Ha recomendado vivamente el Papa la Carta de los derechos de la familia, valioso instrumento de diálogo, plenamente vigente, que, partiendo de los principios morales afirmados, consolida la existencia de la institución familiar en el orden social y jurídico de la «gran» sociedad (cf. ib.).
Un aspecto digno de tener en cuenta es la defensa del Papa de la «soberanía» de la familia. «La familia, como comunidad de amor y de vida, es una realidad social sólidamente arraigada y, a su manera, una sociedad soberana, aunque condicionada en varios aspectos» (ib.) y «al participar del patrimonio cultural de la nación, contribuye a la soberanía específica que deriva de la propia cultura y lengua» (ib.).
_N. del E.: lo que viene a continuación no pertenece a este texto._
PR #11314, opened 2026-06-05
NIFI-15911 Add proxy support to StandardSnowflakeIngestManagerProviderService

rakesh-rsky:
NIFI-15911 Add proxy support to StandardSnowflakeIngestManagerProviderService

StandardSnowflakeIngestManagerProviderService uses SnowpipeIngestClient to send data to Snowflake via the Snowpipe REST API. Previously, the HTTP client had no proxy configuration, causing failures for NiFi deployments running behind a corporate or network proxy.

This change adds proxy support by wiring ProxyConfigurationService into the controller service.

Changes:
- Added PROXY_CONFIGURATION_SERVICE property to StandardSnowflakeIngestManagerProviderService
- Used a custom ProxySelector that correctly handles HTTP, SOCKS, and DIRECT proxy types
- Added scoped Authenticator for proxy username/password credentials
- Extended SnowpipeIngestClient with a constructor accepting ProxySelector and Authenticator

SnowpipeIngestClient

 - Added a constructor accepting ProxySelector and Authenticator, applied to the underlying HttpClient
 - Existing 3-arg constructor delegates to the new one with nulls (backward compatible)

# Summary

[NIFI-15911](https://issues.apache.org/jira/browse/NIFI-15911)

# Tracking

### Issue Tracking

### Pull Request Tracking

### Pull Request Formatting

# Verification

### Build

  - [ ] JDK 21
  - [ ] JDK 25

### Licensing

### Documentation

### DIFF
--- a/nifi-extension-bundles/nifi-snowflake-bundle/nifi-snowflake-services/src/main/java/org/apache/nifi/snowflake/service/StandardSnowflakeIngestManagerProviderService.java
+++ b/nifi-extension-bundles/nifi-snowflake-bundle/nifi-snowflake-services/src/main/java/org/apache/nifi/snowflake/service/StandardSnowflakeIngestManagerProviderService.java
@@ -22,6 +22,8 @@ import org.apache.nifi.annotation.documentation.Tags;
 import org.apache.nifi.annotation.lifecycle.OnDisabled;
 import org.apache.nifi.annotation.lifecycle.OnEnabled;
 import org.apache.nifi.components.PropertyDescriptor;
+import org.apache.nifi.components.ValidationContext;
+import org.apache.nifi.components.ValidationResult;
 import org.apache.nifi.controller.AbstractControllerService;
 import org.apache.nifi.controller.ConfigurationContext;
 import org.apache.nifi.expression.ExpressionLanguageScope;
@@ -32,14 +34,24 @@ import org.apache.nifi.processors.snowflake.SnowflakeIngestManagerProviderServic
 import org.apache.nifi.processors.snowflake.snowpipe.InsertFiles;
 import org.apache.nifi.processors.snowflake.snowpipe.InsertReport;
 import org.apache.nifi.processors.snowflake.util.SnowflakeProperties;
+import org.apache.nifi.proxy.ProxyConfiguration;
+import org.apache.nifi.proxy.ProxySpec;
 import org.apache.nifi.reporting.InitializationException;
 import org.apache.nifi.snowflake.service.util.AccountIdentifierFormat;
 import org.apache.nifi.snowflake.service.util.AccountIdentifierFormatParameters;
 import org.apache.nifi.snowflake.service.util.ConnectionUrlFormat;
 
+import java.io.IOException;
+import java.net.Authenticator;
+import java.net.PasswordAuthentication;
+import java.net.Proxy;
+import java.net.ProxySelector;
+import java.net.SocketAddress;
 import java.net.URI;
 import java.security.PrivateKey;
 import java.security.interfaces.RSAPrivateCrtKey;
+import java.util.ArrayList;
+import java.util.Collection;
 import java.util.List;
 
 @Tags({"snowflake", "snowpipe", "database", "connection"})
@@ -124,6 +136,19 @@ public class StandardSnowflakeIngestManagerProviderService extends AbstractContr
             .required(true)
             .build();
 
+    // Only HTTP proxy type is supported. SOCKS is silently ignored by java.net.http.HttpClient.
+    // For authenticated proxies: the JDK disables Basic auth over CONNECT tunneling by default
+    // (jdk.http.auth.tunneling.disabledSchemes=Basic). To use proxy credentials with an HTTPS
+    // target like Snowflake, add -Djdk.http.auth.tunneling.disabledSchemes="" to bootstrap.conf.
+    static final PropertyDescriptor PROXY_CONFIGURATION = new PropertyDescriptor.Builder()
+            .fromPropertyDescriptor(ProxyConfiguration.createProxyConfigPropertyDescriptor(ProxySpec.HTTP_AUTH))
+            .description("Specifies the Proxy Configuration Controller Service to proxy network requests."
+                    + " Only HTTP proxy type is supported."
+                    + " For authenticated proxy with HTTPS targets, the JDK disables Basic authentication"
+                    + " over CONNECT tunneling by default. To enable it, add"
+                    + " -Djdk.http.auth.tunneling.disabledSchemes=\"\" to bootstrap.conf.")
+            .build();
+
     static final List<PropertyDescriptor> PROPERTY_DESCRIPTORS = List.of(
             ACCOUNT_IDENTIFIER_FORMAT,
             HOST_URL,
@@ -136,7 +161,8 @@ public class StandardSnowflakeIngestManagerProviderService extends AbstractContr
             PRIVATE_KEY_SERVICE,
             DATABASE,
             SCHEMA,
-            PIPE
+            PIPE,
+            PROXY_CONFIGURATION
     );
 
     private static final String HTTPS_URI_FORMAT = "https://%s";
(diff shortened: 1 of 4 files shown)


nifi-extension-bundles/nifi-snowflake-bundle/nifi-snowflake-services/src/main/java/org/apache/nifi/snowflake/service/StandardSnowflakeIngestManagerProviderService.java
```diff
@@ -136,7 +144,8 @@ public class StandardSnowflakeIngestManagerProviderService extends AbstractContr
             PRIVATE_KEY_SERVICE,
             DATABASE,
             SCHEMA,
-            PIPE
+            PIPE,
+            ProxyConfigurationService.PROXY_CONFIGURATION_SERVICE
```
pvillard31: Should we use ProxyConfiguration.createProxyConfigPropertyDescriptor(...) here and add a customValidate that calls ProxyConfiguration.validateProxySpec(...), like other proxy aware components, so an unsupported proxy type is rejected at configuration time instead of failing silently at runtime?

nifi-extension-bundles/nifi-snowflake-bundle/nifi-snowflake-services/src/main/java/org/apache/nifi/snowflake/service/StandardSnowflakeIngestManagerProviderService.java
```diff
@@ -213,6 +228,46 @@ public void migrateProperties(PropertyConfiguration config) {
         config.renameProperty(SnowflakeProperties.OLD_SCHEMA_PROPERTY_NAME, SnowflakeProperties.SCHEMA.getName());
     }
 
+    private ProxySelector buildProxySelector(final ProxyConfigurationService proxyConfigurationService) {
+        if (proxyConfigurationService == null) {
+            return null;
+        }
+        final Proxy proxy = proxyConfigurationService.getConfiguration().createProxy();
+        // Use a custom ProxySelector so that the Proxy.Type (HTTP or SOCKS) is preserved,
```
pvillard31: The JDK java.net.http.HttpClient only applies HTTP proxies and ignores a SOCKS Proxy, so a configured SOCKS proxy would silently fall back to a direct connection. Should we drop the SOCKS handling claim or validate that only HTTP proxy types are configured?

nifi-extension-bundles/nifi-snowflake-bundle/nifi-snowflake-services/src/main/java/org/apache/nifi/snowflake/service/StandardSnowflakeIngestManagerProviderService.java
```diff
@@ -213,6 +228,46 @@ public void migrateProperties(PropertyConfiguration config) {
         config.renameProperty(SnowflakeProperties.OLD_SCHEMA_PROPERTY_NAME, SnowflakeProperties.SCHEMA.getName());
     }
 
+    private ProxySelector buildProxySelector(final ProxyConfigurationService proxyConfigurationService) {
+        if (proxyConfigurationService == null) {
+            return null;
+        }
+        final Proxy proxy = proxyConfigurationService.getConfiguration().createProxy();
```
pvillard31: Could we use ProxyConfiguration.getConfiguration(context), which returns DIRECT when the service is unset, and ProxyConfiguration.hasCredential() to simplify this code and remove the two null returning helper methods?

nifi-extension-bundles/nifi-snowflake-bundle/nifi-snowflake-services/src/main/java/org/apache/nifi/snowflake/service/StandardSnowflakeIngestManagerProviderService.java
```diff
@@ -213,6 +228,46 @@ public void migrateProperties(PropertyConfiguration config) {
...
+                return List.of(proxy);
+            }
+
+            @Override
+            public void connectFailed(final URI uri, final SocketAddress sa, final IOException ioe) {
+            }
+        };
+    }
+
+    private Authenticator buildProxyAuthenticator(final ProxyConfigurationService proxyConfigurationService) {
```
pvillard31: The Snowpipe endpoint is HTTPS, and the JDK disables Basic proxy authentication over CONNECT tunneling by default via jdk.http.auth.tunneling.disabledSchemes. Was the username and password path tested against a real authenticated HTTPS proxy?

nifi-extension-bundles/nifi-snowflake-bundle/nifi-snowflake-services/src/test/java/org/apache/nifi/snowflake/service/SnowpipeIngestClientTest.java
```diff
@@ -264,6 +266,31 @@ void testGetInsertReportErrorResponse() {
         assertTrue(exception.getMessage().contains(String.valueOf(HttpURLConnection.HTTP_INTERNAL_ERROR)));
     }
 
+    @Test
+    void testInsertFilesViaProxy() throws InterruptedException, NoSuchAlgorithmException {
```
pvillard31, line 273: This test uses an HTTP base URI and a null authenticator, so it does not cover HTTPS tunneling or proxy credentials, which are the parts most likely to break. Can we add coverage for the authenticated proxy and HTTPS cases?

pvillard31 (changes requested):

nifi-extension-bundles/nifi-snowflake-bundle/nifi-snowflake-services/src/main/java/org/apache/nifi/snowflake/service/StandardSnowflakeIngestManagerProviderService.java
rakesh-rsky: You're right. The Authenticator is the correct Java API for proxy credentials, but there's a JDK limitation — Basic authentication over CONNECT tunneling is disabled by default via jdk.http.auth.tunneling.disabledSchemes=Basic. There's no way to override this per HttpClient instance since it's a JVM-wide setting. So authenticated proxy won't work out of the box for HTTPS targets like Snowflake. To handle this, I've added a note directly in the property description telling users to add `-Djdk.http.auth.tunneling.disabledSchemes=""` to their `bootstrap.conf` if they need proxy credentials with Snowflake.

nifi-extension-bundles/nifi-snowflake-bundle/nifi-snowflake-services/src/test/java/org/apache/nifi/snowflake/service/SnowpipeIngestClientTest.java
rakesh-rsky: I've updated the proxy test,  it now points the base URI to a different host (http://fake-snowflake.example.com) while the proxy selector points to MockWebServer. When Java's HttpClient routes through an HTTP proxy, it sends the request target in absolute form, so we assert the recorded request starts with http://fake-snowflake.example.com. This proves the proxy selector is actually being used. For the HTTPS + credentials case as mentioned in the comment above, this hits the JDK limitation with CONNECT tunneling and would need a full TLS proxy setup to test properly, which is more of an integration test scenario. The property description now documents what users need to configure to make it work.

exceptionfactory (changes requested):
Thanks for proposing this improvement @rakesh-rsky.

On initial review, it seems like a better implementation path would be the addition of the `WebClientServiceProvider`, which supports Proxy Server configuration and other HTTP properties. That approach may avoid the localized complexity of proxy configuration for this particular component. As this is a more involved change, I may look at the implementation in the near future.

exceptionfactory:
Thanks for the initial work on this pull request @rakesh-rsky.

After further consideration, I prepared an alternative pull request #11369 that introduces the `Web Client Service Provider`. Since the standard implementation already supports Proxy Server configuration, and also provides other configuration features, this approach aligns with similar implementation strategies for other components.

La intervención del Estado con relación a la familia debe enmarcarse en aquello en lo que no es autosuficiente, en el principio de subsidiariedad, en el respeto de los derechos de la familia.
En el texto clave que el Papa comenta según el cual el hombre es la única criatura sobre la tierra amada por Dios por sí misma, prosigue profundizando en lo que el Concilio dice a continuación, a saber, que el hombre «no puede encontrarse plenamente a sí mismo sino en la entrega sincera de sí mismo» (Gaudium et spes, 24).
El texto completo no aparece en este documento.